In almost all cases, Microsoft Network Load Balancing (NLB) is a much better solution when you need to provide high availability for your web applications.  There are situations, though, where you have limited hardware or infrastructure that is serving multiple purposes and installing IIS on a cluster is your only option.  

If you do find yourself in this predicament and have to configure IIS on a cluster, the good news is that the process is actually fairly straight-forward.  Since the focus of this article is the setup of IIS on clustered servers, I'm going to leave out all of the Microsoft Cluster Services (MSCS) specifics, assuming you already have the cluster created along with the appropriate disk group and virtual IP resources.  However, if you need help with that part, the following TechNet article "How to Create a Windows Server 2003 Failover Cluster for Cluster Continuous Replication" should help to point you in the right direction.

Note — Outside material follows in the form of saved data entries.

PR #1581, opened 2016-06-16
Clear retained reference to test objects

### LINKED ISSUE #1430: TestObjects are retained for lifetime of test run, causing high memory usage
This is the same symptoms as #1247 - with 3.2.1, we're finding the same high memory usage, and TestObjects not being disposed again. I'm not sure yet if this is a regression, or if #1367 was never disposing correctly.

Background: we run a patched version of 3.0.1, which disposes of the test objects, and test fixture reference in `WorkItem.WorkItemComplete()`. This manages the memory 'correctly'. In #1367, we moved this to `OneTimeTearDown()` to be more semantically correct, which seemed like it would be addressing the same problem. I don't know if freeing the references in OneTimeTearDown rather than WorkItemComplete caused a problem, or if this is a separate regression. 

Have a busy couple of weeks at work, but can look at this in the future - unless anyone else is able to beat me to it!

ChrisMaddock:
Fixes #1430.

Quick history, this was initially submitted as #1367. In that PR, we moved the reference clear from `WorkItem.WorkItemComplete` to `OneTimeTearDown`, to match up to the fields being initialised in `OneTimeSetUp`. When v3.2.1 was released this didn't work, I presume I missed checking the references were still released after making the change.

I've verified that moving the change back to `WorkItemComplete` solves the problem - what I haven't had time to do yet is dig in to why having it in `OneTimeTearDown` did not work - wonder if anyone has any ideas on this?

Submitting this now as it would be great for us if it can squeezed in to 3.4. :-) I'm fairly tight for time up till the end of this week, but will do what I can if any changes are required, although have done it on a branch so anyone else can modify as necessary!

### DIFF
--- a/src/NUnitFramework/framework/Internal/Commands/OneTimeTearDownCommand.cs
+++ b/src/NUnitFramework/framework/Internal/Commands/OneTimeTearDownCommand.cs
@@ -71,10 +71,6 @@ namespace NUnit.Framework.Internal.Commands
                 IDisposable disposable = context.TestObject as IDisposable;
                 if (disposable != null && Test is IDisposableFixture)
                     disposable.Dispose();
-
-                //Clear references to test objects to reduce memory usage
-                context.TestObject = null;
-                Test.Fixture = null;
             }
             catch (Exception ex)
             {
--- a/src/NUnitFramework/framework/Internal/Execution/WorkItem.cs
+++ b/src/NUnitFramework/framework/Internal/Execution/WorkItem.cs
@@ -450,6 +450,10 @@ namespace NUnit.Framework.Internal.Execution
 
             if (Completed != null)
                 Completed(this, EventArgs.Empty);
+
+            //Clear references to test objects to reduce memory usage
+            Context.TestObject = null;
+            Test.Fixture = null;
         }
 
 #endregion


rprouse:
Does anyone remember why it got moved to the `OneTimeTeardown`? Was it causing another error?

rprouse:
Partially unrelated to this PR, but a good place to inform @nunit/core-team members. I have disabled Travis as a required check for merging to master until it gets fixed. Once it is, I will re-enable.

rprouse:
Travis Mono latest is also failing in this PR as in mine. It looks like something has changed with the latest mono update?

Travis is reporting

```
XBuild Engine Version 14.0
Mono, Version 4.4.0.0
```

Last working version reported

```
XBuild Engine Version 12.0
Mono, Version 4.2.4.0
```

Looks like we have breaking changes between Mono 4.2.4.0 and 4.4.0.0.

I am entering an issue. I think we can ignore for now.

ChrisMaddock:
> Does anyone remember why it got moved to the OneTimeTeardown? Was it causing another error?

There wasn't any error, but `WorkItemComplete` seemed a bit of a random place to be clearing the references. It was suggested to move it to the equivalent location to where the references were set. Looking back through the PR, it looks like I deduced that OneTimeTearDown was the appropriate place, which may well have been totally wrong!

There's a lot of noise in the PR, as we tried to change the structure of the chain of references, but there are some tests dependent on it being initialised how it is. (From memory!) We eventually reverted that attempt, and just commited the two lines. :-)

CharliePoole:
I think the problem is that OneTimeTearDown isn't run for test cases. Should have seen that!

Let's merge this and try to find a better fix when we have more leisure. My goal would be to remove the Fixture member entirely from the Test object. It really doesn't belong there any longer and it's a hold-over from the 2.x architecture. However, a few things depend on it, so it will take some work.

Here's what you do to configure IIS on an active/passive MSCS cluster:

Install IIS to a local drive on each node of your cluster.
Create a folder on the clustered data drive to hold the website content.
If you are going to create a new site to use other than Default Web, verify that the Default Website is either stopped or bound to a local IP on Node A.  Then create a website on Node A and bind it to All Unassigned.
Point the home directory of your website to the folder you created above.
Create or place a test page in the home directory and verify it comes up.
Fail cluster resources over to Node B and create the website over there, pointing to the same home directory and IP as all unassigned.
Fail back over to Node A.  In Cluster Admin right-click the cluster group name and select New Resource.  
   »» Name it IIS Resource
   »» Select Generic Script for the resource type
   »» Verify both nodes are selected as possible owners
   »» Select the data disk, IP Address, and Name as dependencies
   »» Point to c:\windows\system32\inetsrv\clusweb.vbs for the script parameter
   »» Finish
Right-click IIS Resource and then select Bring Online.
Now right-click IIS Resource and select Initiate Failure 3 times in a row.  Resources should fail over to Node B.
Verify the website comes up on Node B, and then move the resources back to Node A.
Configure DNS for your new website so that it points to the cluster's IP address.

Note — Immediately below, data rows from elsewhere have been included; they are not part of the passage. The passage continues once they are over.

Issue #1579, opened 2016-06-16
NUnit v3 dangerously overrides COMPLUS_Version environment variable


ww898:
Why? All child processes will inherit it and TRY running under CLR v4.0.30319, but in fact some of them can't. Please remove it from your code or tell me the big reason why you did it. Now we should remove COMPLUS_Version  before run our tests...

hypersw:
We are testing IIS Express which is a native entry point and it's instructed to run with CLR2. When managed code starts running within it with CLR2, it tries to favor the env variable and load CLR4 assemblies, and it causes the server to fail. That's now it seems now.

I specifically created this article for IIS 6 (and not 7) for a couple of reasons.  First, that's the only version I've attempted to cluster.  Second, Microsoft's support for clustering on IIS 7 is sketchy at best.  Initially when 2008 Server was released, Microsoft announced that they were completely ditching support for clustering IIS.  This made sense to most of us, until they shipped Clusweb and Clusftp vbs files as part of Windows 2008.  Those are the same script files that were used to cluster IIS 5.0 and 6.0, so including them seemed a little odd since they were no longer part of a supported configuration.  To confuse the issue even further, in just the last few months, Microsoft has backtracked on their earlier statements and they now support clustering IIS 7 - without using the Clusweb or Clusftp files, which apparently were shipped with the OS by mistake.

Bottom line - IIS is a platform, not an application, and therefore is not very well suited for clustering.  NLB or hardware load balancing should be your first choice, but know that it is possible to cluster IIS if you have no other choice.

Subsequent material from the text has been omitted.